* [WHAT YOU NEED TO DO] Find the line containing "### 2. Scope" in the listing below. Repeat it exactly, along with each following line up to and including the one containing "broken import above)".

* [DATA EXTRACTS]
Start of Block

PR #17306, opened 2026-07-23
fix: resolve layout_recognize tenant_model.id to OCR parser kind

huang-aoqin:
## Summary
- Frontend stores OCR/vision `tenant_model.id` (32-char hex) in `parser_config.layout_recognize`.
- Backend previously only normalized static names / `@mineru` suffixes, so hex ids fell through to the vision path and failed.
- Resolve hex ids via DB to MinerU/PaddleOCR/OpenDataLoader/SoMark (or keep vision model id), and route `resolve_model_config` hex refs to `get_model_config_by_id` only.

## Test plan
- [ ] Select MinerU OCR model in dataset parser settings, parse a PDF
- [ ] Confirm no `TenantModel id=... cannot be used as vision model` / `Provider not found`
- [ ] Run `test/unit_test/common/test_resolve_layout_recognizer.py`


xugangqiang:
## Review findings (read-only)

This PR fixes a real bug (resolving `tenant_model.id` hex strings stored in `parser_config.layout_recognize` to OCR parser kinds), and the core fix plus its tests are correct. However, the PR also bundles changes that should not merge as-is.

### 1. Blocker: `_get_provider_or_sync_legacy` references a module/function that does not exist

`api/db/joint_services/tenant_model_service.py:267-269` imports and calls `sync_tenant_llm_factory_if_exists` from `api.db.joint_services.tenant_llm_sync_service`. That module and function are **not defined anywhere** in the repo (confirmed absent on both `main` and this PR's head, and not among the 11 changed files).

Consequence: `_get_provider_or_sync_legacy` is now the provider-lookup entry point for `get_model_config_from_provider_instance` (`:363`), `get_api_key` (`:543`), and `get_model_type_by_name` (`:566`). The happy path returns early at `:264-265` and never hits the import, so normal resolution still works — but the moment a provider is **not** found (a legitimate error case, e.g. a mistyped provider name), the code attempts the sync branch and raises `ImportError` instead of the previous clean `LookupError("Provider ... not found")`. This is a regression in error handling and means the intended "legacy provider sync" can never function.

### 2. Scope creep: unrelated, untested model-resolution refactor

The following additions are not part of the stated fix and have **zero test coverage** (the only new test covers `is_tenant_model_id` / `resolve_layout_recognizer`):

- `_get_model_config_from_tenant_llm` (`:238-259`)
- `_get_provider_or_sync_legacy` (`:262-271`, also the broken import above)
- The expanded `else` branch in `get_model_config_from_provider_instance` (`:402-422`, factory lookup + tenant_llm fallback) — note this branch is **never reached** by the hex-id path, because `resolve_model_config` short-circuits hex ids to `get_model_config_by_id` (`:335-337`).
- The rewritten `get_model_type_by_name` (`:564-582`).

These sit on hot model-resolution read paths for **all** models. They appear to be a separate "self-added model / legacy provider sync" feature that should be reviewed and tested on its own.

### 3. Nit: silent fallback when `tenant_id` is missing

`resolve_layout_recognizer(tenant_id, ...)` returns `normalize_layout_recognizer(...)` whenever `tenant_id` is falsy. Most callers pass `kwargs.get("tenant_id")`, so if a caller fails to thread `tenant_id` through, the hex id is silently dropped and the original bug recurs without any signal. A `logger.warning` on that path would help.

---

### Suggestion: split this PR

- **Keep in this PR** (correct, needed, tested): `resolve_layout_recognizer` hex-id resolution, the `is_tenant_model_id` short-circuit in `resolve_model_config`, and `test_resolve_layout_recognizer.py`.
- **Move out to a separate PR** (with its own tests): `_get_model_config_from_tenant_llm`, `_get_provider_or_sync_legacy`, the expanded `else` branch in `get_model_config_from_provider_instance`, and the `get_model_type_by_name` rewrite.
- For that separate PR, either add the missing `tenant_llm_sync_service.sync_tenant_llm_factory_if_exists` module or remove the sync branch entirely.

Note: the cross-tenant IDOR flagged earlier (commit `150d92c`) is correctly addressed and is not repeated here.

End of Block

* [FINAL ANSWER]
### 2. Scope creep: unrelated, untested model-resolution refactor

The following additions are not part of the stated fix and have **zero test coverage** (the only new test covers `is_tenant_model_id` / `resolve_layout_recognizer`):

- `_get_model_config_from_tenant_llm` (`:238-259`)
- `_get_provider_or_sync_legacy` (`:262-271`, also the broken import above)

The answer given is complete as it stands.